# Oladipo's potential



## FortyDaysThree

If He were to fulfill his potential, who would he be comparable to?

I'd say Paul Pierce


----------



## RollWithEm

No way. He's not in Pierce's league in terms of size or offensive fluidity. He's much more like a Russell Westbrook (defense)/Dwayne Wade (offense) hybrid at full potential.


----------



## Bogg

RollWithEm said:


> No way. He's not in Pierce's league in terms of size or offensive fluidity. He's much more like a Russell Westbrook (defense)/Dwayne Wade (offense) hybrid at full potential.


I'd say that's a bit..........generous........at best. Maybe I'm a crazy person, but I'm seeing Tony Allen with better offense.


----------



## FortyDaysThree

Wade is a decent comparison but I'd say he has more potential shooting wise and he is not as athletic or quick as Wade.


----------



## Da Grinch

latrell sprewell


----------



## R-Star

Da Grinch said:


> latrell sprewell


That would be awesome. Spree was amazing to watch in his prime.


----------



## Porn Player

Perennial All-Star in the making. The kid is a hybrid of Wade/LeBron, strong, fast, technically sound. He will be the best player from this past draft. 

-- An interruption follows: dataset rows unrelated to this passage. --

PR #1910, opened 2023-03-08
Assert array fields are capped to 100 items

cmanallen:
Caps the size of the `error_ids`, `trace_ids`, and `urls` arrays to a maximum of 100 array items.  This will prevent very large messages from being produced to our Snuba consumer.  It will also reduce the number of "failed to produce message to Kafka ..." log messages in Relay.

#skip-changelog

closes: https://github.com/getsentry/replay-backend/issues/289

### DIFF
--- a/relay-general/src/protocol/replay.rs
+++ b/relay-general/src/protocol/replay.rs
@@ -271,7 +271,6 @@ impl Replay {
         if let Some(items) = self.urls.value_mut() {
             items.truncate(100);
         }
-
     }
 
     fn normalize_ip_address(&mut self, ip_address: Option<RealIPAddr>) {
--- a/relay-general/src/protocol/replay.rs
+++ b/relay-general/src/protocol/replay.rs
@@ -260,6 +260,8 @@ impl Replay {
     }
 
     fn normalize_array_fields(&mut self) {
+        // TODO: This should be replaced by the TrimmingProcessor.
+        // https://github.com/getsentry/relay/pull/1910#pullrequestreview-1337188206
         if let Some(items) = self.error_ids.value_mut() {
             items.truncate(100);
         }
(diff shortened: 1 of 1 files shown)


relay-general/src/protocol/replay.rs
```diff
@@ -256,6 +256,27 @@ impl Replay {
...
+            items.truncate(100);
+            items.to_owned()
+        });
+        self.trace_ids.set_value(new_trace_ids);
+
+        let new_urls = self.urls.value_mut().as_mut().map(|items| {
+            items.truncate(100);
+            items.to_owned()
+        });
+        self.urls.set_value(new_urls);
```
olksdr: So if you would like to truncate the items, you could do it directly without copying the data, since you have here a `&mut` to that list.  
I think something like following should work:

I don't think he will be on LeBron's level, but I do think he could hit 20/5/5 somewhere down the line. 

I'm excited.


----------



## RollWithEm

Bogg said:


> I'd say that's a bit..........generous........at best. Maybe I'm a crazy person, but I'm seeing Tony Allen with better offense.


He asked for a comp if he reaches his full potential.


----------



## Bogg

RollWithEm said:


> He asked for a comp if he reaches his full potential.


Tony Allen's been probably the best perimeter defender in the league for a few years running now. If he had a serviceable jumpshot and reliable handles he'd be a regular all-star. I just don't see a Lebron/Wade mashup there. Top-5 at his position at some point? Sure. Not an MVP candidate though.

EDIT: The Sprewell comparison actually isn't too bad


----------



## JNice

Tony Allen? Lol.

I'm not sure on a player comparison. I don't see him ever being a big scorer. Maybe low 20s at some point. But putting up great all-around numbers. I see maybe 18-20, 6-7, 6-7 kind of numbers. At worst borderline All-Star. 

He'd be great next to a superstar level player. Wiggins?


----------



## ATLien

20/7/7 would be like all pro numbers


----------



## Mrs. Thang

I don't see it with Oladipo. Fantastic athlete and defender, but he's never going to be the primary ball handler on a good team (or even secondary). He's an off-ball, cuts and three's guy. I know they are trying to force him into a combo guard type roll in Orlando right now, but I don't think that will last. He could barely even dribble two years ago in college. He's improved a lot but I've never thought he looks natural. He might make an all-star game someday as a numbers accumulator, but I think the Wade and Lebron comparisons are some of the loopiest stuff I've ever heard.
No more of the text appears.